Aquella noche no lloré. Recuerdo que estuve mucho rato despierto en la cama, con la mirada perdida en el techo de mi nueva habitación, preguntándome qué diría el granjero Lockwood cuando se enterase de que tenía un refugiado en su casa. Era época de cosecha y, a lo que parece, el nombre no volvería a casa hasta después de que yo me hubiera metido en cama. En un momento dado, oí la voz de un hombre que hablaba lentamente y con gran solemnidad, pero después advertí que se trataba de las noticias de las nueve, retransmitidas por radio. Al poco rato, me sumí en un profundo sueño.
No sé con certeza cuándo hablaron a George Lockwood de mi existencia. Tengo fundadas sospechas para creer que las mujeres de la casa mantuvieron en secreto mi presencia por lo menos un día entero. Mi presentación al dueño estuvo muy orquestada. A las cuatro de la tarde del día siguiente la señora Lockwood cogió una gran cesta en la que puso unos panecillos acabados de sacar del horno y un cuenco de crema de leche y nos dirigimos con ella al campo donde trabajaban los hombres. Yo llevaba la jarra de sidra con la que debía llenar sus vasijas hasta el tope. Cada hombre tenía su pichel o su vasija de madera, en forma de barril, con su corcho y su tapón de aire. No paraban un momento de requerirme, superándose unos a otros en la articulación de mi nombre, pronunciado en lo que se me antojaba acentos típicos de la clase campesina. Había como mínimo nueve hombres y Barbara, todos sentados alrededor de la cesta. La sonrisa de Barbara me turbaba de tal modo que, al servir la sidra al hombre que tenía a su izquierda, derramé una parte. Éste se levantó al momento y, agarrándome por el brazo, me dio un susto soberano.
Parte de la sidra se había derramado en su plato y él era el único que lo usaba para comer. Era un plato de color de rosa, con un ribete dorado en el borde. Resultaba un refinamiento muy curioso, porque aquel hombre era el más alto de todos, alrededor de un metro ochenta y cinco, y tenía los brazos cubiertos de vello y una serie de huecos entre los dientes. Además, tenía un ojo entrecerrado e inyectado de sangre.
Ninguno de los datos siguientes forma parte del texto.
PR #918, opened 2019-11-11
Expose GET partyinfo API on ThirdParty server

namtruong:
This change enables peer/party network info of the node to be retrievable on ThirdParty server. The result now only contains list of public keys - data such as lastContact, url, etc... have been removed.

The same API on P2P server is still being kept just for testing purpose - however, this can potentially be deprecated at some point in the future. Coupled with #917, this api will no longer be accessible from a browser.

### DIFF
--- a/tessera-jaxrs/thirdparty-jaxrs/src/main/java/com/quorum/tessera/thirdparty/PartyInfoResource.java
+++ b/tessera-jaxrs/thirdparty-jaxrs/src/main/java/com/quorum/tessera/thirdparty/PartyInfoResource.java
@@ -44,7 +44,6 @@ public class PartyInfoResource {
 
         final String output =
                 Json.createObjectBuilder()
-                        .add("url", current.getUrl())
                         .add("keys", recipientBuilder.build())
                         .build()
                         .toString();
--- a/tessera-jaxrs/thirdparty-jaxrs/src/main/java/com/quorum/tessera/thirdparty/PartyInfoResource.java
+++ b/tessera-jaxrs/thirdparty-jaxrs/src/main/java/com/quorum/tessera/thirdparty/PartyInfoResource.java
@@ -1,0 +1,54 @@
+package com.quorum.tessera.thirdparty;
+
+import com.quorum.tessera.partyinfo.PartyInfoService;
+import com.quorum.tessera.partyinfo.model.PartyInfo;
+import io.swagger.annotations.ApiOperation;
+import io.swagger.annotations.ApiResponse;
+import io.swagger.annotations.ApiResponses;
+
+import javax.json.Json;
+import javax.json.JsonArrayBuilder;
+import javax.ws.rs.GET;
+import javax.ws.rs.Path;
+import javax.ws.rs.Produces;
+import javax.ws.rs.core.MediaType;
+import javax.ws.rs.core.Response;
+
+import static java.util.Objects.requireNonNull;
+
+@Path("/partyinfo")
+public class PartyInfoResource {
+
+    private final PartyInfoService partyInfoService;
+
+    public PartyInfoResource(final PartyInfoService partyInfoService) {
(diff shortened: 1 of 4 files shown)


tessera-jaxrs/thirdparty-jaxrs/src/main/java/com/quorum/tessera/thirdparty/PartyInfoResource.java
```diff
@@ -0,0 +1,54 @@
...
+                .map(
+                        recipient ->
+                                Json.createObjectBuilder()
+                                        .add("key", recipient.getKey().encodeToBase64())
+                                        .build())
+                .forEach(recipientBuilder::add);
+
+        final String output =
+                Json.createObjectBuilder()
+                        .add("url", current.getUrl())
```
nicolae-leonte-go: What is the URL for?

namtruong: removed

nicolae-leonte-go (approved):

tessera-jaxrs/thirdparty-jaxrs/src/main/java/com/quorum/tessera/thirdparty/PartyInfoResource.java
```diff
@@ -0,0 +1,53 @@
...
+    public Response getPartyInfo() {
+
+        final PartyInfo current = this.partyInfoService.getPartyInfo();
+
+        final JsonArrayBuilder recipientBuilder = Json.createArrayBuilder();
+        current.getRecipients().stream()
+                .map(
+                        recipient ->
+                                Json.createObjectBuilder()
+                                        .add("key", recipient.getKey().encodeToBase64())
```
chris-j-h, line 41: Would it be better to return a simple array of public keys as opposed to an array of single field objects?  It would help to make the API easier to document

prd-fox: The main reason to do it like this is to future-proof it. We can add more details to the object without breaking users that already rely on this API.

chris-j-h: Sure - alternatively the endpoint could be `/partyinfo/keys` or something similarly specific, thereby leaving `/partyinfo` free for future use.  I'm not fussed either way but figured the question should be asked.

tessera-jaxrs/thirdparty-jaxrs/src/main/java/com/quorum/tessera/thirdparty/PartyInfoResource.java
```diff
@@ -0,0 +1,53 @@
...
+
+    private final PartyInfoService partyInfoService;
+
+    public PartyInfoResource(final PartyInfoService partyInfoService) {
+        this.partyInfoService = requireNonNull(partyInfoService, "partyInfoService must not be null");
+    }
+
+    @GET
+    @Produces(MediaType.APPLICATION_JSON)
+    @ApiOperation(value = "Fetch network/peer information", produces = "public list of peers/publickey mappings")
```
chris-j-h, line 30: `produces` should be a comma-separated list of content-types
http://docs.swagger.io/swagger-core/v1.5.X/apidocs/index.html?io/swagger/annotations/ApiOperation.html

namtruong: good spot - it seems that this is the common error across the whole jaxrs apis. Suggest having them clean up in a separate PR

Otro detalle de él me llamó la atención: llevaba corbata. No una corbata especial, a rayas, como la del señor Lillicrap, ni tampoco anudada con afectación, sino una corbata negra y llena de manchas, pero cuyo uso era un signo de clase, puesto que no tardé en descubrir que aquel hombre no era otro que el granjero, mi benefactor, el señor Lockwood.